## Instructions to follow
Your reply should be one number, which is how many lines in the listing below contain "first".

## Data for this task
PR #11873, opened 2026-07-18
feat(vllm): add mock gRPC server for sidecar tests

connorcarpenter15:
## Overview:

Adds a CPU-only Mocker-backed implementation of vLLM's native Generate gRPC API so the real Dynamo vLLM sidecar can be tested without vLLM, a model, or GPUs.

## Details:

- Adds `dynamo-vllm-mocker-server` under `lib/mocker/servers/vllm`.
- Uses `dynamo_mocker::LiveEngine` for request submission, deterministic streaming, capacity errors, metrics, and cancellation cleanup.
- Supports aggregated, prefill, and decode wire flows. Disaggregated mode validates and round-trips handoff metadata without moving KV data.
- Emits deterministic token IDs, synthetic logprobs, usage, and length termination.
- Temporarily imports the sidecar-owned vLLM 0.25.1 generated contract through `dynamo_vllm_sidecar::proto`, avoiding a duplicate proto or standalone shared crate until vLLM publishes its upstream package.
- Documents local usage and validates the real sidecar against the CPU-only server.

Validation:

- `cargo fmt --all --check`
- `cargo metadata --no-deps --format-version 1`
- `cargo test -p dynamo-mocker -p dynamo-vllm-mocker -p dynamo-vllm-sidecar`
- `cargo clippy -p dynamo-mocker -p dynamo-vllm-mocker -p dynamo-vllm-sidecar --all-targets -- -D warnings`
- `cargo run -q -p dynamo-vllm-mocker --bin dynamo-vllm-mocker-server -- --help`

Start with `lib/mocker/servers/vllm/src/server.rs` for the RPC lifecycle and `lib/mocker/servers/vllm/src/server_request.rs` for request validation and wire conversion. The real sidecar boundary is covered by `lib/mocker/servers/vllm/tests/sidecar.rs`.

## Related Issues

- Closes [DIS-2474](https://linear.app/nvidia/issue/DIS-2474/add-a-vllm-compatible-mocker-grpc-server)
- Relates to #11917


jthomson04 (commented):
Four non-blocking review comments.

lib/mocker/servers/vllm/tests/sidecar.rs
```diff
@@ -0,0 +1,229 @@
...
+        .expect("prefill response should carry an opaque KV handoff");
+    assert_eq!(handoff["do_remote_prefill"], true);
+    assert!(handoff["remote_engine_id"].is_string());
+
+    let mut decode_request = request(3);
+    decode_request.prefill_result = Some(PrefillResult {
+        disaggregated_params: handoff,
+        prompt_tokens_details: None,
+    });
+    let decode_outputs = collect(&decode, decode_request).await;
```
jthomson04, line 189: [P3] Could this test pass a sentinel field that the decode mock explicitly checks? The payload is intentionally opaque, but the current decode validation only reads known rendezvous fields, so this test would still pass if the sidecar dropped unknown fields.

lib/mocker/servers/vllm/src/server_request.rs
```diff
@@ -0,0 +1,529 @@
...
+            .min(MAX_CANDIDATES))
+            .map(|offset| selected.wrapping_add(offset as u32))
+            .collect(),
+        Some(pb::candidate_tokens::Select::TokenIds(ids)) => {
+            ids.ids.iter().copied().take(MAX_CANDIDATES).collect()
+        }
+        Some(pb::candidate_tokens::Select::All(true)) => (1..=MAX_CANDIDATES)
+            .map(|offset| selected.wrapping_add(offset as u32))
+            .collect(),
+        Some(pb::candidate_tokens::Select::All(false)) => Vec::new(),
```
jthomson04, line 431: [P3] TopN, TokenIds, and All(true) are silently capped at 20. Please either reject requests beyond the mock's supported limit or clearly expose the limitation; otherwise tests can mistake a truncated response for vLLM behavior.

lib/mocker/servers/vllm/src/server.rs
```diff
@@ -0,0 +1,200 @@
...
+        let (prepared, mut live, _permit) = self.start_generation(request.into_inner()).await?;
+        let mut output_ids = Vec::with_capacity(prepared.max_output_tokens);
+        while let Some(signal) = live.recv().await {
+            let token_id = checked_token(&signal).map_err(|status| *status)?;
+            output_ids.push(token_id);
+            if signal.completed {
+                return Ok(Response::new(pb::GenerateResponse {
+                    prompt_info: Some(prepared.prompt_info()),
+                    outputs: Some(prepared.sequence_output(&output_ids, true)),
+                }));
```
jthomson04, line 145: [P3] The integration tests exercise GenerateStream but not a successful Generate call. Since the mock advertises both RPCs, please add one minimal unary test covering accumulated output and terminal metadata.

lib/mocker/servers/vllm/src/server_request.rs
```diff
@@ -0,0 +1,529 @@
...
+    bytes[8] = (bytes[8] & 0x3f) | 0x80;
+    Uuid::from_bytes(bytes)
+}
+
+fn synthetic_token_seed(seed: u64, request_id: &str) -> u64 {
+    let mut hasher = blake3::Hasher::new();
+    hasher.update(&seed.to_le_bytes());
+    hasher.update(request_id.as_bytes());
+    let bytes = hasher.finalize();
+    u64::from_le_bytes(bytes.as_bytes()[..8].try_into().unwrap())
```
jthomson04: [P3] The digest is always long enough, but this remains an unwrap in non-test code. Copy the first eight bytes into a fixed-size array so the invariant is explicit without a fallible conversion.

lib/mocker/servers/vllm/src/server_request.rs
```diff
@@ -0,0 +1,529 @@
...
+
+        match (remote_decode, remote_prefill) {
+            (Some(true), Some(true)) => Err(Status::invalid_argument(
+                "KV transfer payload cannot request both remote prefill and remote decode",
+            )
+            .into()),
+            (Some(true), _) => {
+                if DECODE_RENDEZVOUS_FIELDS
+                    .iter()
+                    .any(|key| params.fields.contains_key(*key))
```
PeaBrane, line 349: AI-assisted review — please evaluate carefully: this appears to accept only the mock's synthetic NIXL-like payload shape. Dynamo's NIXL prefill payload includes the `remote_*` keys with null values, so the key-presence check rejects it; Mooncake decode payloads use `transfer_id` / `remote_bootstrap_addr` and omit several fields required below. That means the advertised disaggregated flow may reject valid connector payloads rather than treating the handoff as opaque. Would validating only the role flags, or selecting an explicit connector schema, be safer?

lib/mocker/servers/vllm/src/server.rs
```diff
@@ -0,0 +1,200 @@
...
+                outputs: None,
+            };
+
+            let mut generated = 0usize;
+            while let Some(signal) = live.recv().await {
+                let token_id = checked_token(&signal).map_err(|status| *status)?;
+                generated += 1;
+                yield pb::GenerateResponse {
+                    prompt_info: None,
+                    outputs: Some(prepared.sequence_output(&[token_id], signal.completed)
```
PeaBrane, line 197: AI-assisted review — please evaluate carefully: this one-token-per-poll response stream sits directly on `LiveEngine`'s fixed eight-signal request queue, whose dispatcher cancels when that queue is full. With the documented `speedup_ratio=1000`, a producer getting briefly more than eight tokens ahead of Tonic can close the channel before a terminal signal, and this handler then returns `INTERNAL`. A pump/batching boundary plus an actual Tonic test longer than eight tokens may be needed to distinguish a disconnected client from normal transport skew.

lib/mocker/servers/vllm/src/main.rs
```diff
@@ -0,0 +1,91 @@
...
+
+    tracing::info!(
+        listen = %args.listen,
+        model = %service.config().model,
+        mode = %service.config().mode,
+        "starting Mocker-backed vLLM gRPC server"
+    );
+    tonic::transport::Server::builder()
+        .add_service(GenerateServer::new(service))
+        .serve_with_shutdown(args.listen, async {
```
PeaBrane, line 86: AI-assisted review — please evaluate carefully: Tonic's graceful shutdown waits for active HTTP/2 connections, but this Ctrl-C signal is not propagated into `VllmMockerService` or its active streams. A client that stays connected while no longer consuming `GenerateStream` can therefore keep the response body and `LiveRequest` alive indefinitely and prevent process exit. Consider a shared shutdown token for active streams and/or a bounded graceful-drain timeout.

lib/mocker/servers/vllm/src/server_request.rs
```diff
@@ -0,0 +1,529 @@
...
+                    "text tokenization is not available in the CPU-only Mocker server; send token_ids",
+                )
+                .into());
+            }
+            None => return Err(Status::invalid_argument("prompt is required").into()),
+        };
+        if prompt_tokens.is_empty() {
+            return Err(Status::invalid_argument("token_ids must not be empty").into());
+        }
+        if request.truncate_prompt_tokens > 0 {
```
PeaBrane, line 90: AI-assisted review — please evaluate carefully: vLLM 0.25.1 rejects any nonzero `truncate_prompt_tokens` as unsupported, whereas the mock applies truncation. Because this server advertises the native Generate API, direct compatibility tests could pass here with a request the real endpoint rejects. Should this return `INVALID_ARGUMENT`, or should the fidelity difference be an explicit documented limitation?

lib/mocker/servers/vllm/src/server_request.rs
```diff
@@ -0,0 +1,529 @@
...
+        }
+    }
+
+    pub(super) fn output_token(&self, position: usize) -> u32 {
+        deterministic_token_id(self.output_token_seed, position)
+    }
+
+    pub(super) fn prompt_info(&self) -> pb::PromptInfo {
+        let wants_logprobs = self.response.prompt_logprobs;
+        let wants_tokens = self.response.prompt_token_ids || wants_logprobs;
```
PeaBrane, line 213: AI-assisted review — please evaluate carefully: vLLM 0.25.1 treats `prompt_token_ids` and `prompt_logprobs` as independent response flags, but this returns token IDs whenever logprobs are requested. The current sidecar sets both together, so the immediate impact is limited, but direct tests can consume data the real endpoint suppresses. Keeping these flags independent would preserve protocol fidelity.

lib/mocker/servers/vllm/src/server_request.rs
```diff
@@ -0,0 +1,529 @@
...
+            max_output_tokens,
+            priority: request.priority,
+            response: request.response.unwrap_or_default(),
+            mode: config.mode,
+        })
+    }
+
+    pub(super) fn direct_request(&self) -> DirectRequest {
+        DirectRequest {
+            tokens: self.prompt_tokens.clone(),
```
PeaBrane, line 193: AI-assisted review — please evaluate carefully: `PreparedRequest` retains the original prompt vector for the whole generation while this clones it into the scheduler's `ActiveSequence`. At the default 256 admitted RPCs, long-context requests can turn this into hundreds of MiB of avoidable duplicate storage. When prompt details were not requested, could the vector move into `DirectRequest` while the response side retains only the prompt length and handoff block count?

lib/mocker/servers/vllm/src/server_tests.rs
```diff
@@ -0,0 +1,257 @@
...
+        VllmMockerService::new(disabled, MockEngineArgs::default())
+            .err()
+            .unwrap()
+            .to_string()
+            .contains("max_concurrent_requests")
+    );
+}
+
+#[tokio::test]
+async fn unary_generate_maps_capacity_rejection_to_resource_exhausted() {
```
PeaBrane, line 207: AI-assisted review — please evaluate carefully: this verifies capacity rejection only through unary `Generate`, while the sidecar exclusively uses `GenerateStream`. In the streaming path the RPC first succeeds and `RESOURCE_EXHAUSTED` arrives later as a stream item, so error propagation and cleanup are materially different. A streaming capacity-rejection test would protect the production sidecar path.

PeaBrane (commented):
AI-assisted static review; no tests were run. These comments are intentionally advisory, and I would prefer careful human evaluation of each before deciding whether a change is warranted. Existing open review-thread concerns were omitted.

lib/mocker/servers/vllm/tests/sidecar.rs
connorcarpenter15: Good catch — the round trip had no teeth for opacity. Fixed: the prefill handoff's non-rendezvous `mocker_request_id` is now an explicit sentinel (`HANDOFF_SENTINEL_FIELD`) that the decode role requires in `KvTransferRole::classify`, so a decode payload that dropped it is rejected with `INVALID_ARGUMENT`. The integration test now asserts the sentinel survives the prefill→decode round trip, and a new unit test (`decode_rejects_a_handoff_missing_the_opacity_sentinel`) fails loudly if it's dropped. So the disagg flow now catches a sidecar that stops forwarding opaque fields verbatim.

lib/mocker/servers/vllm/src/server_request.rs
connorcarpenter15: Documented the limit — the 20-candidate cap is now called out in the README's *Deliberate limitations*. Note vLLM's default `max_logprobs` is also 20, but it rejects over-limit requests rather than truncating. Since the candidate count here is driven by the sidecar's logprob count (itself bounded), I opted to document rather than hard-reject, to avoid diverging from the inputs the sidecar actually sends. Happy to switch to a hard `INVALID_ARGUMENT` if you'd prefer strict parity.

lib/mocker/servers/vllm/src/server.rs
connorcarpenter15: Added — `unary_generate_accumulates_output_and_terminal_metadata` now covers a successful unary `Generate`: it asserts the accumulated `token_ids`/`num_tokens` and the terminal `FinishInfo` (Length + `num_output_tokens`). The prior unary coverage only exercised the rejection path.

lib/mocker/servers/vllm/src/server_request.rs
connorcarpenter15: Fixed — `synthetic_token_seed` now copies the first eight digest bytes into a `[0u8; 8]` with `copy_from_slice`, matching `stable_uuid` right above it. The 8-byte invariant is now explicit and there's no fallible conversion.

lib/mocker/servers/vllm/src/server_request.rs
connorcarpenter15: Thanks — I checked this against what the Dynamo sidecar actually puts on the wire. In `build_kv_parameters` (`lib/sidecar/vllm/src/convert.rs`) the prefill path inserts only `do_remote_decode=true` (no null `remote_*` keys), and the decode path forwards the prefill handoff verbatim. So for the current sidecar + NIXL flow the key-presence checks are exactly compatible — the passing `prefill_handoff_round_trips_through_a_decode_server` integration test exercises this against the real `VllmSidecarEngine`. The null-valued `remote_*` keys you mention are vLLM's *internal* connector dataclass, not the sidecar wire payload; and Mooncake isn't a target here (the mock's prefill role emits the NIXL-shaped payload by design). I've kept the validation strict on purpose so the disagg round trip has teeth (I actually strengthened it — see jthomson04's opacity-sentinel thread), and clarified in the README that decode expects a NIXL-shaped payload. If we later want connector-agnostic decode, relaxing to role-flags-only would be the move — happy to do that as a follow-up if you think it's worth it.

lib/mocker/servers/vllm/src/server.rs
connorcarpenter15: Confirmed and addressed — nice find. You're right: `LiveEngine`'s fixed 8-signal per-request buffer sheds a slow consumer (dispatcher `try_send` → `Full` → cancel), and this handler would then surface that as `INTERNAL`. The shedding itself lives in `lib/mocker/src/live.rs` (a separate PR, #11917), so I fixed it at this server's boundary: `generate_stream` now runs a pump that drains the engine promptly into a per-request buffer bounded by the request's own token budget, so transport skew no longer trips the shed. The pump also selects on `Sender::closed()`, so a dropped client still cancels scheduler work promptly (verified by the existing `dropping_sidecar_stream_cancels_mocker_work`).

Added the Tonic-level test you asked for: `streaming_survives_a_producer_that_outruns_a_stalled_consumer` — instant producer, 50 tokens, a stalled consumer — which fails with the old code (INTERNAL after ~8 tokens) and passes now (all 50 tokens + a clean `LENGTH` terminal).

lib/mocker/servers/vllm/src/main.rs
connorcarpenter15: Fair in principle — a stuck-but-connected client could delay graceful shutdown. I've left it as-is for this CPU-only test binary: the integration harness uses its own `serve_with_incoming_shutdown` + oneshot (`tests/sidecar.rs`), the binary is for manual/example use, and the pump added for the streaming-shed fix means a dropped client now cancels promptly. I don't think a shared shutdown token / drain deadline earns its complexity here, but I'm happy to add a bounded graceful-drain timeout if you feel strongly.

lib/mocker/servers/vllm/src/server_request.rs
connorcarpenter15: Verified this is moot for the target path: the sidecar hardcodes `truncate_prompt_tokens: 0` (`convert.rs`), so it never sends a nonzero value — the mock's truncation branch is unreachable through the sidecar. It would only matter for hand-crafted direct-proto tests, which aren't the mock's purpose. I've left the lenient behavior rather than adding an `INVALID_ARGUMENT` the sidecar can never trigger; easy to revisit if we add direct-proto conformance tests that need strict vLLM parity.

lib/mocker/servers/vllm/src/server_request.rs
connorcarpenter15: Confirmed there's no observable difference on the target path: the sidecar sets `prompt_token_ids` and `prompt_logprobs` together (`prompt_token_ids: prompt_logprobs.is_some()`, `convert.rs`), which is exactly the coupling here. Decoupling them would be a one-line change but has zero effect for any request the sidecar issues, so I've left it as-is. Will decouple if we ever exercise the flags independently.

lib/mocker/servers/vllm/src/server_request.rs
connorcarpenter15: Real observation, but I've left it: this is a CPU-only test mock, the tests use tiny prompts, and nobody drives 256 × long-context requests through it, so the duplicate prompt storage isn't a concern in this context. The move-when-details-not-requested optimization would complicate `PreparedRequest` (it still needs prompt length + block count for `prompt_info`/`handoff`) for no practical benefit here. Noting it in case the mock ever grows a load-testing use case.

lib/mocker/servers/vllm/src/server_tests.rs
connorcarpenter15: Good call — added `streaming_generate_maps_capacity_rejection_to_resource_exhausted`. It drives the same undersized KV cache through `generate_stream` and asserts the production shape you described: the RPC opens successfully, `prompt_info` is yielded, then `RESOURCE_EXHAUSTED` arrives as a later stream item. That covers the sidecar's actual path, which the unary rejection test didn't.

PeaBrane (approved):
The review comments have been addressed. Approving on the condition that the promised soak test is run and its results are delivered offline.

## Response box
3